Tücken der kreativen Offline-Vermarktung

Wenn eine Website keine private Urschreitherapie bleiben soll dann hat das Schicksal vor die Bekanntwerdung die Vermarktung gesetzt. Online bedeutet das im Internet an vielen Stellen den Leuten gerade genau so wenig auf die Nerven zu gehen dass sie einen noch besuchen. Offline, also im realen analogen Leben, ist die Vermarktung ein wenig diffiziler. Dabei können schon auch ein paar kleinere unbedeutende Pannen passieren...

Ausgangspunkt
Offline Vermarktung war für UNTERNEUNTUPFING Aktuell ja bislang kein Thema. Also zumindest nicht in eigener Sache. Bis wir jüngst bei Österreichs Vorzeigeblogger Mag.Ritchie "Datenschmutz" Pettauer (das ist jetzt ausnahmsweise kein Scherz, es gibt tatsächlich Blogger aus Österreich, wirklich!) blätterten und dort auf die Blogparade Offline-Vermarktung von Websites und Blogs von selbstaendig-im-netz.de stießen (und uns wunderten warum die Kollegen von SIN diese Parade ausgerechnet Online starteten, da hätte man noch mutiger sein dürfen).

Da in diesem Revolverblatt zB über Wirtschaft nur schreiben darf wer das schon mal selber gemacht hat entschieden wir uns für einen Selbstversuch in der Praxis. Und versammelten ein paar örtliche Helfer die viele große Ideen und kein Geld mitbrachten. UNTERNEUNTUPFING Aktuell ist ja ein karitatives Satiremagazin, ein NoBudget-Projekt und das noch ganz am Anfang, in einer Welt wo man täglich von humorlosen Leuten auf Egotripp umzingelt ist also quasi ein nahezu unverkäufliches Produkt. Aber was nicht einen gewissen Härtegrad hat greifen wir hier traditionell gar nicht an und somit war die Aufgabe gerade richtig.

Leserkampf
Man stellt ja immer wieder verblüfft fest wie hoch die Toleranz minderprivilegierter Erwerbstätiger gegenüber Überprivilegierten ist die dafür streiken ihre Privilegien behalten zu dürfen, auf Kosten der Minderprivilegierten. Diese Toleranzwelle sollte man ausnutzen, so unser Gedanke.

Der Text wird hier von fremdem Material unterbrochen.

PR #1279, opened 2023-10-25
Add delete gateways from vm/fvm 

MohamedElmdary:
### Description
While deleting deployment we need to delete it's related gateways.

### Changes
- Add deleting gateways from fvm/vm while deleting them
- Fix deleting gateway from other solution (peertube, ..etc) as the projectName was changed
- Renamed gateways in fvm/vm to domain

### Related Issues
https://github.com/threefoldtech/tfgrid-sdk-ts/issues/1055

### Checklist

- [ ] Tests included
- [x] Build pass
- [ ] Documentation

### DIFF
--- a/packages/playground/src/utils/delete_deployment.ts
+++ b/packages/playground/src/utils/delete_deployment.ts
@@ -3,7 +3,7 @@ import type { GridClient } from "@threefold/grid_client";
 import { ProjectName } from "@/types";
 
 import { loadVM } from "./deploy_vm";
-import { getSubdomain } from "./gateway";
+import { getSubdomain, loadDeploymentGateways } from "./gateway";
 import { updateGrid } from "./grid";
 
 export interface DeleteDeploymentOptions {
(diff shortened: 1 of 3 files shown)


packages/playground/src/utils/delete_deployment.ts
```diff
@@ -21,11 +21,20 @@ export async function deleteDeployment(grid: GridClient, options: DeleteDeployme
     }
   }
 
-  /* Delete gateway */
+  /* Start Delete gateway */
+
+  /* For fvm/vm */
+  if (isVm(options.projectName)) {
+    await deleteVmGateways(grid);
```
zaelgohary, line 28: Changes should be applied for all gateway naming in the changed files.

packages/playground/src/utils/delete_deployment.ts
```diff
@@ -3,7 +3,7 @@ import type { GridClient } from "@threefold/grid_client";
 import { ProjectName } from "@/types";
 
 import { loadVM } from "./deploy_vm";
-import { getSubdomain } from "./gateway";
+import { getSubdomain, loadDeploymentGateways } from "./gateway";
```
zaelgohary, line 6: Shouldn't this function change to loadDeploymentDomains?

zaelgohary (changes requested):

packages/playground/src/utils/delete_deployment.ts
MohamedElmdary: No, because we're using name domain for only fvm/vm but reset solution using gateway

packages/playground/src/utils/delete_deployment.ts
MohamedElmdary: We already handling other solution
https://github.com/threefoldtech/tfgrid-sdk-ts/pull/1279/files/0217c0145c3decf2d3743ea2f3eaa35a2f1e5e5a#diff-8a184bc478d27b259428cae59743ec4826372f23d6241ad87264806ce51d865dR31

zaelgohary (approved):

AhmedHanafy725 (approved):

Also besorgten wir uns Trillerpfeifen, bastelten Transparente mit Aufschriften wie Für 31% mehr Leser! oder Weniger Postings, mehr Zugriffe!, klebten unsere Internetadresse und den Schriftzug U9TA auf Warnwesten. Es hätte so schön werden können. Bis jemand aus der Gruppe uns hinwies : "He Leute! Eigentlich haben wir in Unterneuntupfing ja gar keinen Bahnhof. Nicht mal Geleise. Schon gar keine Züge?!" Wir erkannten dass eine gute Idee auch das passende reale Umfeld braucht.

Überirdisches
Unterneuntupfing liegt in deutschsprachigen Landen irgendwo zwischen Gruezikon, Großkinkerlitz und Hintersiebenkirchen. Im ländlichen Raum, und dieses Spezifikum sollte man für konsequente Offlinevermarktung nutzen. Jemand zeigte uns einen reißerischen Zeitungsbericht wo wieder in einem Kornfeld seltsame Kreise aufgetaucht sind die vielleicht auf außerirdische Intelligenz schließen ließen (irgendwo muß Letztere ja sein, auf diesem Planeten ist sie definitiv nicht). Ja, solche Meldungen bringen Aufmerksamkeit. Also beschlossen wir in einer Nacht-Umnebelt-Aktion in ein entsprechendes Feld deutlich sichtbar unsere Insignien einzuarbeiten. Um 22:00 bei Dunkelheit ging es los. Bei Morgendämmerung hatten wir gerade mal das erste N aus UNTERNEUNTUPFING Aktuell ins Feld gemäht. Unser Projektname ist irgendwie ein beschissen langer Name für einen ordentlichen Kornkreis. Wir verwarfen die Idee.

Tierisches
Blieben aber bei unserer agrarischen Fixierung. Wenn schon nicht Flora dann muss halt Fauna als Werbeträger herhalten. Musterbeispiel die lila Kuh eines Schokiherstellers, das können wir auch, so dachten wir zumindest. Dummerweise gibt es aber im ganzen Landkreis keine Kühe, nichtmal Zebras, sondern nur Ziegen. Ziegen sind übrigens was Bodypainting betrifft besonders während der Paarungszeit nicht übertrieben kooperative Tiere. Also wichen wir auf einen benachbarten Fischteich aus. Und machten die Erfahrung dass frische Farbe auf Fischen unter Wasser nicht sehr lange hält, leider. Brennt man die Internetadresse mittels Branntzeichen auf die Fischhaut ein reagieren die meisten Fische ein wenig letal darauf und eignen sich anschließend nicht mehr als schwimmender, sondern nur mehr als einmalig tauchender Werbeträger. Wir trennten uns von dieser nicht so effektiven Idee, schweren Herzens.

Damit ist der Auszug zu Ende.